The Easy Money Trap Framework
Avoiding wealth destruction
The Easy Money Trap Framework explains how choosing a consumable commodity as a store of value can lead to wealth destruction. It highlights the importance of understanding the difference between market demand and monetary demand, and how increased demand for a commodity can lead to a market bubble. The framework provides a clear understanding of how to avoid this trap and make informed investment decisions.
- A good's market demand and monetary demand must be differentiated to understand its potential as a store of value.
- Increased demand for a commodity can lead to a market bubble, causing prices to rise and then crash.
- For a commodity to function as a good store of value, it must appreciate when people demand it as a store of value, but its producers must be constrained from inflating the supply significantly.
- Understand Market Demand and Monetary DemandDifferentiate between a good's market demand and monetary demand to understand its potential as a store of value.

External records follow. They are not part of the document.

PR #373, opened 2024-09-13
Update to common features and service families

smendis-scottlogic:
This PR will contain necessary base files for the KMS work to build upon.

### DIFF
--- a/services/common-features.yaml
+++ b/services/common-features.yaml
@@ -32,3 +32,52 @@ features:
     description: |
       Publishes events for creation, deletion, and modification of
       objects in a way that enables users to trigger actions in response.
+  - id: CCC.F08
+    title: Multi zone deployability
+    description: |
+      Proving the ability for the service to be deployed in multiple availability
+      zones within a region to increase availability and fault tolerance.
+  - id: CCC.F09
+    title: Monitoring
+    description: |
+      Providing the ability to continuously observe, track, and analyze
+      the performance, availability, and health of the service resources or applications.
+  - id: CCC.F10
+    title: Logging
+    description: |
+      Providing the ability to transmit system events, application activities, or/and
+      user interactions to a logging service
+  - id: CCC.F11
+    title: Backup
+    description: |
+      Providing the ability to create copies of associated data or configurations in form of automated backups,
+      snapshot-based backups, or/and incremental backups.
+  - id: CCC.F12
+    title: Recovery
+    description: |
+      Providing the ability to restore data, system, or application to a functional state
+      after an incident such as data loss, corruption or a disaster.
+  - id: CCC.F13
+    title: Infrastructure as Code
+    description: |
+      Providing the automated deployment of the service resources through templates.
+  - id: CCC.F14
+    title: API Access
+    description: |
+      Allowing users to interact programmatically with the sevice and its resources using APIs, SDKs and CLI.
+  - id: CCC.F15
+    title: Cost Management
+    description: |
+      Providing the ability to filter spending and to detect cost anomalies by ther service.
+  - id: CCC.F16
+    title: Budgeting
+    description: |
+      Providing the ability to set a maximum spend for the service.
+  - id: CCC.F17
+    title: Alerting
+    description: |
+      Providing the ability to set an alarm based on performance matrix, logs, events or spending thresholds of the service.
+  - id: CCC.F18
+    title: Versioning
+    description: |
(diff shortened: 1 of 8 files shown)


services/common-features.yaml
```diff
@@ -32,3 +32,52 @@ features:
     description: |
       Publishes events for creation, deletion, and modification of
       objects in a way that enables users to trigger actions in response.
+  - id: CCC.F08
+    title: Multi-zone Deployability
+    description: |
+      Proving the ability for the service to be deployed in multiple availability
```
sshiells-scottlogic, line 38: "Providing" instead of "Proving"?

services/crypto/key/metadata.yaml
```diff
@@ -0,0 +1,11 @@
+title: Key Management
+id: CCC.Key
```
sshiells-scottlogic, line 2: Should we change to something like "CCC.KeyMgmt"? Could jut be me, but just using "Key" doesn't seem very clear to me (same with the containing folder). But I am not a regular visitor to this space, so it may make more sense to those who are more familiar with this area?

services/crypto/service-families.yaml
```diff
@@ -0,0 +1,46 @@
+title: CCC Cryptographic Services
+id: CCC.Crypto
+description: |
+  In cloud computing, cryptographic services refer to cloud-based tools that protect
+  data and communications through encryption and decryption. They also provide secure 
+  methods for storing and managing keys, secrets, and certificates. These services 
+  ensure the confidentiality, integrity, and authenticity of data in both storage and transmission.
+service_categories:
+  - id: CCC.Key
```
sshiells-scottlogic, line 9: If you make changes based on my comment above you would also have to change here.

services/crypto/key/metadata.yaml
rgriffiths-scottlogic: I agree with Stevie here. Making it clear we're talking about Key Management would be useful.

services/common-features.yaml
```diff
@@ -32,3 +32,52 @@ features:
...
+      the performance, availability, and health of the service resources or applications.
+  - id: CCC.F10
+    title: Logging
+    description: |
+      Providing the ability to transmit system events, application activities, and/or
+      user interactions to a logging service
+  - id: CCC.F11
+    title: Backup
+    description: |
+      Providing the ability to create copies of associated data or configurations in form of automated backups,
```
rgriffiths-scottlogic, line 53: in the form
```suggestion
      Providing the ability to create copies of associated data or configurations in the form of automated backups,
```

services/common-features.yaml
```diff
@@ -32,3 +32,52 @@ features:
...
+      snapshot-based backups, and/or incremental backups.
+  - id: CCC.F12
+    title: Recovery
+    description: |
+      Providing the ability to restore data, system, or application to a functional state
```
rgriffiths-scottlogic, line 58:
```suggestion
      Providing the ability to restore data, a system, or an application to a functional state
```

services/common-features.yaml
```diff
@@ -32,3 +32,52 @@ features:
...
+      after an incident such as data loss, corruption or a disaster.
+  - id: CCC.F13
+    title: Infrastructure as Code
+    description: |
+      Providing the automated deployment of the service resources through templates.
```
rgriffiths-scottlogic, line 63: Does IaC only do automated deployment? What about the ability to maintain the intended state? Does that belong here? Or is that better dealt with someplace else?

services/common-features.yaml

Market demand refers to the demand for a good for its own sake, while monetary demand refers to the demand for a good as a medium of exchange and store of value.Pro tipConsider the example of copper, where market demand is around 20 million tons per year, but monetary demand can drive the price up significantly.WarningFailing to differentiate between market demand and monetary demand can lead to poor investment decisions.
- Avoid Consumable CommoditiesAvoid choosing consumable commodities as a store of value, as they are primarily consumed and destroyed, rather than stockpiled. This can lead to a market bubble and wealth destruction.Pro tipConsider the example of copper, where increased demand led to a price increase, but ultimately resulted in a market bubble and wealth destruction.WarningInvesting in consumable commodities can lead to significant losses.
- Look for Commodities with Constrained SupplyLook for commodities with constrained supply, such as gold, which has a limited supply and is difficult to produce. This can help to avoid the Easy Money Trap and ensure that the commodity appreciates in value over time.Pro tipConsider the example of gold, which has a limited supply and is difficult to produce, making it a suitable store of value.WarningFailing to consider the supply constraints of a commodity can lead to poor investment decisions.
Copper is a consumable commodity that is primarily used in industrial applications. Increased demand for copper as a store of value can lead to a market bubble, causing prices to rise and then crash.
Gold is a commodity with a limited supply and is difficult to produce. It has been used as a store of value for thousands of years and has consistently appreciated in value over time.
The concept of the Easy Money Trap was first introduced in Chapter 1 of The Bitcoin Standard, where the author explains how the pursuit of easy money can lead to wealth destruction. The framework is based on the idea that any commodity that is primarily consumed and destroyed, rather than stockpiled, is not suitable as a store of value.